[PROVIDED RECORDS — start]

PR #31211, opened 2025-09-15
Parity scale codec

cmazakas:
Resolves https://github.com/brave/brave-browser/issues/49718

Note: I had to manually create the BUILD.gn for the rustversion crate, as that exists upstream in Chromium and isn't available outside of their `//third_party` so I had to adjust the visiblity rules as well.


cmazakas:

[PROVIDED RECORDS — finish]

Could you reproduce every entry above exactly as written?

PR #31211, opened 2025-09-15
Parity scale codec

cmazakas:
Resolves https://github.com/brave/brave-browser/issues/49718

Note: I had to manually create the BUILD.gn for the rustversion crate, as that exists upstream in Chromium and isn't available outside of their `//third_party` so I had to adjust the visiblity rules as well.


cmazakas:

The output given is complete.